A new constitution was approved by a referendum held on 18 July 1999 and promulgated 8 August. The elections were originally scheduled for 7 October 1999 but were delayed in August 1999.

==Presidential candidates==
Eight candidates sought to run in the presidential elections, including two rival candidates from the Rally for Democracy and Progress-Jama'a (RDP), which had been the ruling party under Maïnassara; Hamid Algabid and Amadou Cissé. It was left to the Court of State to decide which of these two candidates could run. On 3 September the Court released its list of approved candidates; seven were approved, including Algabid, while Cissé's candidacy was rejected.
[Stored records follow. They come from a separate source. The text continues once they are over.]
PR #827, opened 2015-09-19
Crypt: make it so the key length can be explicitly set and retrieved for all ciphers / 1.0

terrafrost:
Still need to add unit tests for the new functions..

PR #828, opened 2015-09-21
Crypt: make it so the key length can be explicitly set and retreived for all ciphers / 2.0

terrafrost:
#827 for the 2.0 / master branches


bantu:
Something went wrong in the merge as this reintroduces const_namespace.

Candidates eliminated in the first round sought to influence the outcome of the second round by endorsing one of the two remaining candidates; Djermakoye announced his support for Issoufou on 4 November, Ousmane announced his support for Tandja on 5 November, and Algabid and Djibo announced their support for Issoufou on 6 November (although some members of the RDP objected to Algabid's support for Issoufou and backed Tandja instead on 7 November).

==Results==
===President===

| Candidate |  | Party | First round |  | Second round |  |
| Votes | % | Votes | % |
|  | Mamadou Tandja | National Movement for the Society of Development | 617,320 | 32.33 | 1,061,731 | 59.89 |
|  | Mahamadou Issoufou | Nigerien Party for Democracy and Socialism | 435,041 | 22.79 | 710,923 | 40.11 |
|  | Mahamane Ousmane | Democratic and Social Convention | 429,827 | 22.51 |  |  |
|  | Hamid Algabid | Rally for Democracy and Progress | 206,763 | 10.83 |  |  |
|  | Moumouni Adamou Djermakoye | Nigerien Alliance for Democracy and Progress | 147,672 | 7.73 |  |  |
|  | André Salifou | Union of Democratic and Progressive Patriots | 39,641 | 2.08 |  |  |
|  | Amadou Ali Djibo | Union of Independent Nigeriens | 32,977 | 1.73 |  |  |
| Total |  |  | 1,909,241 | 100.00 | 1,772,654 | 100.00 |
| Valid votes |  |  | 1,909,241 | 95.92 | 1,772,654 | 97.64 |
| Invalid/blank votes |  |  | 81,129 | 4.08 | 42,757 | 2.36 |
| Total votes |  |  | 1,990,370 | 100.00 | 1,815,411 | 100.00 |
| Registered voters/turnout |  |  | 4,560,508 | 43.64 | 4,608,090 | 39.40 |
Source: African Elections Database

===National Assembly===

| Party |  | Votes | % | Seats | +/– |
|  | National Movement for the Society of Development | 611,097 | 34.65 | 38 | New |
|  | Democratic and Social Convention | 303,790 | 17.23 | 17 | New |
|  | Nigerien Party for Democracy and Socialism | 378,634 | 21.47 | 16 | New |
|  | Rally for Democracy and Progress | 193,080 | 10.95 | 8 | New |
|  | Nigerien Alliance for Democracy and Progress | 116,610 | 6.61 | 4 | –4 |
|  | Union for Democracy and the Republic | 34,128 | 1.94 | 0 | – |
|  | Union of Independent Nigeriens | 22,081 | 1.25 | 0 | – |
|  | Union for Democracy and Social Progress | 20,332 | 1.15 | 0 | –3 |
|  | Nigerien Self-Management Party | 16,191 | 0.92 | 0 | – |
|  | Nigerien Progressive Party – African Democratic Rally | 10,912 | 0.62 | 0 | – |
|  | Union of Democratic and Progressive Patriots | 10,863 | 0.62 | 0 | –4 |
|  | Sawaba | 10,709 | 0.61 | 0 | – |
|  | Union of Democratic Independents | 7,239 | 0.41 | 0 | – |
|  | PSDN–MDP | 5,126 | 0.29 | 0 | – |
|  | PPN-RDA-ORND | 4,598 | 0.26 | 0 | – |
|  | PPN-RDA–UDPS | 4,536 | 0.26 | 0 | – |
|  | Party for Socialism and Democracy in Niger | 3,037 | 0.17 | 0 | – |
|  | Party for People's Dignity | 2,297 | 0.13 | 0 | –3 |
|  | Revolutionary Organisation for the New Democracy | 778 | 0.04 | 0 | – |
|  | PPN-RDA–UDPS–ORND | 437 | 0.02 | 0 | – |
|  | Party of the Masses for Labour | 34 | 0.00 | 0 | –2 |
|  | Independents | 7,044 | 0.40 | 0 | –3 |
| Total |  | 1,763,553 | 100.00 | 83 | 0 |
Source: Global Elections Database

==Aftermath==
The new government was seated on 1 January 2000 and operated under the Constitution of 1999.